Others tried to claw their way in, but he didn’t see anyone come out.
“People were covered in rubble, covered in several tons of concrete,” Boehm said. “It was horrific.”
Thousands of people moved into temporary shelters at schools and community halls. Others, including tourists who had abandoned their hotels, huddled in hastily pitched tents and under plastic sheeting as drizzling rain fell, while the Red Cross tried to find them accommodation.
Christchurch Mayor Bob Parker said it was impossible to say how many were still trapped in the rubble but it was estimated to be more than 100. He added that 200 workers skilled in rescues would search through the night.
Some who were trapped were able to call out using their mobile phones, reaching family, officials and media.

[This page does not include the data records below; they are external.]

PR #6631, opened 2024-09-13
[lexical] Bug Fix: spliting AutoLinkNode

### LINKED ISSUE #6628: Bug: Line break inside link node appends text to the end of the current paragraph
When inserting a line break by pressing `Enter` while the cursor is inside a link the part of the link that is at the end will go to the end of the current paragraph and not to the start of the next line. Follow the steps to reproduce for an example or see the attached video.

Lexical version: 0.17.1

## Steps To Reproduce

1. Have the text `Some text. https://www.google.com Some other text.` in the editor https://playground.lexical.dev/
2. Set the cursor inside the link, for example between `c` and `o`: `https://www.google.c|om`
3. Press `ENTER`

https://github.com/user-attachments/assets/45573cee-8dbf-46f3-9442-9c631b9871f6

Link to code example:

## The current behavior
After following the steps to reproduce we have 3 paragraphs with the following content:
```
Some text. https://www.google.c
 Some other text.
om
```

## The expected behavior
It was expected to have only 2 paragraphs with the content:
```
Some text. https://www.google.c
om Some other text.
```

## Impact of fix
- Low severity
- Any user that uses link nodes may be affected

strdr4605:
## Description

Closes #6628

### Before

https://github.com/facebook/lexical/issues/6628

### After

https://github.com/user-attachments/assets/de32f92b-c246-41db-b82c-e12657414588

### DIFF
--- a/packages/lexical-playground/__tests__/e2e/AutoLinks.spec.mjs
+++ b/packages/lexical-playground/__tests__/e2e/AutoLinks.spec.mjs
@@ -760,4 +760,63 @@ test.describe('Auto Links', () => {
       {ignoreClasses: true},
     );
   });
+
+  test('Can handle new lines in the middle of a URL for rich text', async ({
+    page,
+    isPlainText,
+  }) => {
+    test.skip(isPlainText);
+    await focusEditor(page);
+
+    await page.keyboard.type('Hello http://www.example.com test');
+    for (let i = 0; i < 8; i++) {
+      await page.keyboard.press('ArrowLeft');
+    }
+    await page.keyboard.press('Enter');
+
+    await assertHTML(
+      page,
+      html`
+        <p dir="ltr">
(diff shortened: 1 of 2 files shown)


potatowagon:
from the e2e test results, there seems to be a regression for copy paste

strdr4605:
> From the e2e test results, there seems to be a regression for copy paste

Hey @potatowagon, thanks for checking this PR. Before moving on try to fix the regression for copy-paste. I would like to know if the fix is good enough. I did the fix mostly to start a discussion around this issue and see that is the best solution.

strdr4605:
While trying to debug the failing tests I see a strange behavior of the editor in the test and reproducing it manually

image

Here my trying to do the same as the test

https://github.com/user-attachments/assets/d64296ad-9bbb-4ccd-9a96-5af96d08be87

The result is different. What I am missing?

“I rang my kids to say goodbye,” said Ann Voss, interviewed by TV3 from underneath her desk where she was trapped in a collapsed office building.
“It was absolutely horrible. My daughter was crying and I was crying, because I honestly thought that was it. You know, you want to tell them you love them, don’t you?” She said she could hear other people still alive in the building and had called out to them and communicated by knocking on rubble.
“I’m not going to give up,” she said. “I’m going to stay awake now. They better come and get me.”
In the immediate aftermath, dazed, screaming and crying residents wandered the streets as sirens and car alarms blared.
With ambulance services overwhelmed, some victims were carried to private vehicles in makeshift stretchers fashioned from rugs or bits of debris.
A search-and-rescue team was being flown in from Australia, and the United States also dispatched a team to help.
A more powerful 7.1 magnitude earthquake hit Christchurch, a city of 350,000, on September 4, but caused no deaths. The latest one may have been deadlier because it was closer to where people live and work, centered 5 kilometers from the city, according to the US Geological Survey. It also may not have been as deep underground.
“The critical issue with this earthquake was that the epicenter was at shallow depth under Christchurch, so many people were within 10 to 20 kilometers of the fault rupture,” said Gary Gibson, a seismologist at Australia’s Melbourne University.
The US Geological Survey said the quake was an aftershock from September’s temblor. A strong aftershock in December caused further damage to buildings.
The city was still rebuilding from those quakes when Tuesday’s hit.
Known in New Zealand as the Garden City, Christchurch exudes the heritage of its 19thcentury English founders. A shallow river, the Avon, winds through the downtown that is traversed by historic tram lines and dotted with Gothic architecture, parks and sidewalk cafes. It is a popular destination for foreign tourists and students.
The multistory Pyne Gould Guinness Building, housing more than 200 workers, collapsed and an unknown number of people were trapped inside. Rescuers, many of them office workers, dragged severely injured people from the rubble. Many had blood streaming down their faces. Screams could be heard from those still trapped.
The earthquake knocked out power and telephone lines and burst pipes, flooding the streets with water. Firefighters climbed extension ladders to pluck people trapped on roofs of office towers to safety. Plumes of gray smoke drifted into the air from fires burning in the rubble, and helicopters used giant buckets to drench them with water.
The Christchurch airport, initially closed, was reopened on Tuesday to emergency flights, and airport officials said domestic flights would resume on Wednesday.
New Zealand’s worst earthquake struck in 1931 at Hawke’s Bay on the country’s North Island, and killed at least 256 people.
Jeff Peters, who runs a luxury motel in Christchurch near the cathedral, said the earthquake sent microwave ovens, plates and cups in his guest rooms flying.
“Sure we’ve come back from the last one, but what do we do now?” he asked. “Because so much of the city has been destroyed.”